[Stored items]
*** Begin section ***
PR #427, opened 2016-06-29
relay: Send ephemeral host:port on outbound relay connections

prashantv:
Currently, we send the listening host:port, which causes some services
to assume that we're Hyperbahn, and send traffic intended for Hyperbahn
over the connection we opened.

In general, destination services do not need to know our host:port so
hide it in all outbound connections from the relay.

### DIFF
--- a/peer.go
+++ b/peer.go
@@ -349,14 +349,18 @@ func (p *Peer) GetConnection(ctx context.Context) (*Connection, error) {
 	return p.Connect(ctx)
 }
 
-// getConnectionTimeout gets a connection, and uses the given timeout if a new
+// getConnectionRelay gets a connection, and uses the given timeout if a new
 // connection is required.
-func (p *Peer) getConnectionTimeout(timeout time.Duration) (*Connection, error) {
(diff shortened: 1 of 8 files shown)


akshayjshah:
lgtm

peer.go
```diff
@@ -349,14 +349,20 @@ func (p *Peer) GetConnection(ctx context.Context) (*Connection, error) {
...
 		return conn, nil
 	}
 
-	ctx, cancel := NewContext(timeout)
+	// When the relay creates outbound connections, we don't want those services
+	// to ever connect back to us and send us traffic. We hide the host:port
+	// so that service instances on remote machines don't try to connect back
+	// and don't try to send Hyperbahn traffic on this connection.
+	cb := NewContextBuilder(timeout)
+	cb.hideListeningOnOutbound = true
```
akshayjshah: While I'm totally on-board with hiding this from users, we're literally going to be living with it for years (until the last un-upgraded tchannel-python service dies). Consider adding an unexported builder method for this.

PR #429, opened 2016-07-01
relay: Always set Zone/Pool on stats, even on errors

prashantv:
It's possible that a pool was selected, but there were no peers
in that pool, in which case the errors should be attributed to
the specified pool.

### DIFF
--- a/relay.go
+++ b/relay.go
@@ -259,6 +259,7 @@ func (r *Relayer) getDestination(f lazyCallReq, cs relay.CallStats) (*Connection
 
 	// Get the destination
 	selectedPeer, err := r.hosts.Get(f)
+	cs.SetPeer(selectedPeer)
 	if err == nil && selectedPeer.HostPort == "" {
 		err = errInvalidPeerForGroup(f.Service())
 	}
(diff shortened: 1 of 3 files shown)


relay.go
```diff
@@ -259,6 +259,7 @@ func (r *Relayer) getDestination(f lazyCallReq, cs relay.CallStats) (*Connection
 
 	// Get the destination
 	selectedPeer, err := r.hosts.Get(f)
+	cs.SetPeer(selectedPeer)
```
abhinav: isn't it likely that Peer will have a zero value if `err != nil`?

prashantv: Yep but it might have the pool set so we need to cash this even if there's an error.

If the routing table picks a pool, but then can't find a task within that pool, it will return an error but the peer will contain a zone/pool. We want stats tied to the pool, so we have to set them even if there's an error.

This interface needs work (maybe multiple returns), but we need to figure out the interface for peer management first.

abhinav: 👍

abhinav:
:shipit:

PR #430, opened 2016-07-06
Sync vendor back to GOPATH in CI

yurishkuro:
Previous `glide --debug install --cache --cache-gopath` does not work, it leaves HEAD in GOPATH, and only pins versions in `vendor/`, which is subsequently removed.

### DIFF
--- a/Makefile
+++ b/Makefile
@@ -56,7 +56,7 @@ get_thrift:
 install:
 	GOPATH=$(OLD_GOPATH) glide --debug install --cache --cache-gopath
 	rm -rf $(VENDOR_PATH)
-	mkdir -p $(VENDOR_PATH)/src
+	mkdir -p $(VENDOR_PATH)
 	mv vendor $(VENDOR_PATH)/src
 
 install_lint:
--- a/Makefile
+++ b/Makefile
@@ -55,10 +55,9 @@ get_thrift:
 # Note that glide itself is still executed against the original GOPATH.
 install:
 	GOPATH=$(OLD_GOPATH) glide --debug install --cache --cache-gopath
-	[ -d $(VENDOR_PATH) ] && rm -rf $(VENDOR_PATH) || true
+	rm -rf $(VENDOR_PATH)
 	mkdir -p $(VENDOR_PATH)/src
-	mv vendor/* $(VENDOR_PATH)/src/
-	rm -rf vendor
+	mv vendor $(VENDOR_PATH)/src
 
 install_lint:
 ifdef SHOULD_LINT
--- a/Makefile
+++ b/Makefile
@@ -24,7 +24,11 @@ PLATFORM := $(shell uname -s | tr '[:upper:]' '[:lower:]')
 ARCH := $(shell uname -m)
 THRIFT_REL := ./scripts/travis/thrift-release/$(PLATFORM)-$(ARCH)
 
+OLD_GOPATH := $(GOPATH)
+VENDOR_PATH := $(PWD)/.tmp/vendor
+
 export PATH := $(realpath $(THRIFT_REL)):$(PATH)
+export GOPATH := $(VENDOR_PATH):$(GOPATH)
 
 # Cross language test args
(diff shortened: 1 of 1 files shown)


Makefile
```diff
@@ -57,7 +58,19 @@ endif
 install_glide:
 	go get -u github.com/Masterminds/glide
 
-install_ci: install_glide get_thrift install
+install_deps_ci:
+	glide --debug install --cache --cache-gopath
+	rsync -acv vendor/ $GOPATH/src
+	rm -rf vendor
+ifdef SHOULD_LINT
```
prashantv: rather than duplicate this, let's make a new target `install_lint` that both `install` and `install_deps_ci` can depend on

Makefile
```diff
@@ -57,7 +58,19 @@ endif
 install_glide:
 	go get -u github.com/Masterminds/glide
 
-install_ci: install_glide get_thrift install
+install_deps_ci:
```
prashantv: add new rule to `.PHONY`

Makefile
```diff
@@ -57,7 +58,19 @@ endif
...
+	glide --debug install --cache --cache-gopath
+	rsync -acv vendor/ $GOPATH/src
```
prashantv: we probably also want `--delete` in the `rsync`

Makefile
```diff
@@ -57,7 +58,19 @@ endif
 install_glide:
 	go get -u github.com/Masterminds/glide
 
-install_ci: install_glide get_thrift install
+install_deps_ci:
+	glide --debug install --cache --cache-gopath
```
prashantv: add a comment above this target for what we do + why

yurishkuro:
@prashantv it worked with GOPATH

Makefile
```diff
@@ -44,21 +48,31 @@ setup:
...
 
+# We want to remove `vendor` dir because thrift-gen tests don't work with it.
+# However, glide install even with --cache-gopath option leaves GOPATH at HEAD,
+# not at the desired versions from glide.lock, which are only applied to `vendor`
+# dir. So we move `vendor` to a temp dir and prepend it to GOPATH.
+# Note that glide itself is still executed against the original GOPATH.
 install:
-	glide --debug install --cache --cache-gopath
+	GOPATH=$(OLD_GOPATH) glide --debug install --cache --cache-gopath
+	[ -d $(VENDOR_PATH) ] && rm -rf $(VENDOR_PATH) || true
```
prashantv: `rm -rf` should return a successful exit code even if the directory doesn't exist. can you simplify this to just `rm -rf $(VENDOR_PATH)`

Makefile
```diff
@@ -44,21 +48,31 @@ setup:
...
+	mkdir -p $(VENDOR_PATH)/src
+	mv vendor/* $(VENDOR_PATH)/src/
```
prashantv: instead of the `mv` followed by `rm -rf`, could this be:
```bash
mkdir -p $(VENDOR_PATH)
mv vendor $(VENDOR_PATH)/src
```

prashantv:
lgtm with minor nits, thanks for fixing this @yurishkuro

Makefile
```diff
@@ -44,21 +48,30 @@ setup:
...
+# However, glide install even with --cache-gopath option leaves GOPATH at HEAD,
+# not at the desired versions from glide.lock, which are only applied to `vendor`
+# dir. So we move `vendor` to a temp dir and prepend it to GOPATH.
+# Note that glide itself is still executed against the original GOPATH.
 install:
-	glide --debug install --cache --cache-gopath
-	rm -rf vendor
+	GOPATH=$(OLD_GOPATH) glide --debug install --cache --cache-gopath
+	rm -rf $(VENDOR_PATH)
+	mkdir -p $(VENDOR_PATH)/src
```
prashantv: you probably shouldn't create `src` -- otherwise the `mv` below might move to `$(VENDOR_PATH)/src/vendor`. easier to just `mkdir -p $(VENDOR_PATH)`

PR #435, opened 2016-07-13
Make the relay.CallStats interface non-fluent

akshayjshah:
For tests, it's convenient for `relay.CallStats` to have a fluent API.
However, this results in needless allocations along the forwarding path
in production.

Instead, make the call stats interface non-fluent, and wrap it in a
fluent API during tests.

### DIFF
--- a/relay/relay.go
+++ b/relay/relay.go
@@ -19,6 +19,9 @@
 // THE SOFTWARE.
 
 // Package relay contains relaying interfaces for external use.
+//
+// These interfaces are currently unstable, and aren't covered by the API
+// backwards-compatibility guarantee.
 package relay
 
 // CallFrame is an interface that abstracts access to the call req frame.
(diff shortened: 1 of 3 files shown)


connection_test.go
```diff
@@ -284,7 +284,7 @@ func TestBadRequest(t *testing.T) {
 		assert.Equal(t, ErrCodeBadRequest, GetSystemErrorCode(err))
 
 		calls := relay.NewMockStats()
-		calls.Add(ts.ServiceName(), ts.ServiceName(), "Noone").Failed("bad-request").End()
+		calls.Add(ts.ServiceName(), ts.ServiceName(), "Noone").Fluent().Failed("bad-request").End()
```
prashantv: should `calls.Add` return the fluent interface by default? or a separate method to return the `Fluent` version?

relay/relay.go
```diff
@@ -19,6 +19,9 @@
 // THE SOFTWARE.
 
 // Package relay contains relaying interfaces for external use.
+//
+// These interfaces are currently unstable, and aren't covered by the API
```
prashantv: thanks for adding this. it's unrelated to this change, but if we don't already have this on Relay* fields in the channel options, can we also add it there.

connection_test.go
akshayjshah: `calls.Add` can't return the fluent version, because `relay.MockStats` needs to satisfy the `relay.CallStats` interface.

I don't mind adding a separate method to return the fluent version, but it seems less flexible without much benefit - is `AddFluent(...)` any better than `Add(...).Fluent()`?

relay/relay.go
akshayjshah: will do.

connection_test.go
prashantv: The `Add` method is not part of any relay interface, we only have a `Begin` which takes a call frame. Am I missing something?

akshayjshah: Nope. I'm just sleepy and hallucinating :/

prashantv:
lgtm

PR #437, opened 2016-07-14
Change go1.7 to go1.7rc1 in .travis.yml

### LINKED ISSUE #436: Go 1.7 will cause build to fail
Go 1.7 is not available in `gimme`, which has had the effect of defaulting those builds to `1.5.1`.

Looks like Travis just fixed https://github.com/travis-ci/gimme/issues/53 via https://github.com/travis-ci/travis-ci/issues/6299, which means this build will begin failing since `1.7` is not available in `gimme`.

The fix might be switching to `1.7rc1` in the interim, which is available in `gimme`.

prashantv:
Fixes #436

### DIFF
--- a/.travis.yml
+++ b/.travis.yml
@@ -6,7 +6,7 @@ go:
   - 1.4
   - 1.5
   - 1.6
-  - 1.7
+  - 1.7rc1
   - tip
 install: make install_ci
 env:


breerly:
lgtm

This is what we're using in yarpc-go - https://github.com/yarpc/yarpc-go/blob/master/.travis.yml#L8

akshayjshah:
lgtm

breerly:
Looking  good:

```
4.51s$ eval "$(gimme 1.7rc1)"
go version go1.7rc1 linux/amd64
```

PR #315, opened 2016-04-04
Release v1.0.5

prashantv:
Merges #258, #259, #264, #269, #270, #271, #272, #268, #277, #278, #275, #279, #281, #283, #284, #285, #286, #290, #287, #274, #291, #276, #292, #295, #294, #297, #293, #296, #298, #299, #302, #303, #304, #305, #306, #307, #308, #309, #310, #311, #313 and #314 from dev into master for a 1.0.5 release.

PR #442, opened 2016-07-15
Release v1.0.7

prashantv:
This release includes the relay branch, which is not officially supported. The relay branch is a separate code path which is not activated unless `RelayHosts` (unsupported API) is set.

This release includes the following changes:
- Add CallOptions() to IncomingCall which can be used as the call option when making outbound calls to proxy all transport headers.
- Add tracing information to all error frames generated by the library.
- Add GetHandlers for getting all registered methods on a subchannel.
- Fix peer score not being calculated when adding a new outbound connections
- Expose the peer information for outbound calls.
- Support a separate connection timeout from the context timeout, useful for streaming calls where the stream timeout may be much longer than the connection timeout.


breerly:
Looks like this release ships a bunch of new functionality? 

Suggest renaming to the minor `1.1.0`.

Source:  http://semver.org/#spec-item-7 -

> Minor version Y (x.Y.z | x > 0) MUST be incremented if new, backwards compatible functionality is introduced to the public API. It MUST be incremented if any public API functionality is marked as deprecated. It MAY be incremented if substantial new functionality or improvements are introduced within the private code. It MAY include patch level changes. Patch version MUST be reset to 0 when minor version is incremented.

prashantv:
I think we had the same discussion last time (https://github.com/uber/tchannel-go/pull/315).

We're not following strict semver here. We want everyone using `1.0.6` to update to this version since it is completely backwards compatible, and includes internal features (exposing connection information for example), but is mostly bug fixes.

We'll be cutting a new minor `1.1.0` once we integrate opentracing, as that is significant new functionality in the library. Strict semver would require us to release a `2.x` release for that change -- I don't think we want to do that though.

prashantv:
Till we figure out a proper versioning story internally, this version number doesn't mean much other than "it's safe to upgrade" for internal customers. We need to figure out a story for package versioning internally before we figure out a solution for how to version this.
*** End section ***
What to produce:
Would you retype exactly the lines above, from the line with "akshayjshah: Nope. I'm" to the line with "- Add GetHandlers", with both end lines kept and nothing more?

Expected answer:
akshayjshah: Nope. I'm just sleepy and hallucinating :/

prashantv:
lgtm

PR #437, opened 2016-07-14
Change go1.7 to go1.7rc1 in .travis.yml

### LINKED ISSUE #436: Go 1.7 will cause build to fail
Go 1.7 is not available in `gimme`, which has had the effect of defaulting those builds to `1.5.1`.

Looks like Travis just fixed https://github.com/travis-ci/gimme/issues/53 via https://github.com/travis-ci/travis-ci/issues/6299, which means this build will begin failing since `1.7` is not available in `gimme`.

The fix might be switching to `1.7rc1` in the interim, which is available in `gimme`.

prashantv:
Fixes #436

### DIFF
--- a/.travis.yml
+++ b/.travis.yml
@@ -6,7 +6,7 @@ go:
   - 1.4
   - 1.5
   - 1.6
-  - 1.7
+  - 1.7rc1
   - tip
 install: make install_ci
 env:


breerly:
lgtm

This is what we're using in yarpc-go - https://github.com/yarpc/yarpc-go/blob/master/.travis.yml#L8

akshayjshah:
lgtm

breerly:
Looking  good:

```
4.51s$ eval "$(gimme 1.7rc1)"
go version go1.7rc1 linux/amd64
```

PR #315, opened 2016-04-04
Release v1.0.5

prashantv:
Merges #258, #259, #264, #269, #270, #271, #272, #268, #277, #278, #275, #279, #281, #283, #284, #285, #286, #290, #287, #274, #291, #276, #292, #295, #294, #297, #293, #296, #298, #299, #302, #303, #304, #305, #306, #307, #308, #309, #310, #311, #313 and #314 from dev into master for a 1.0.5 release.

PR #442, opened 2016-07-15
Release v1.0.7

prashantv:
This release includes the relay branch, which is not officially supported. The relay branch is a separate code path which is not activated unless `RelayHosts` (unsupported API) is set.

This release includes the following changes:
- Add CallOptions() to IncomingCall which can be used as the call option when making outbound calls to proxy all transport headers.
- Add tracing information to all error frames generated by the library.
- Add GetHandlers for getting all registered methods on a subchannel.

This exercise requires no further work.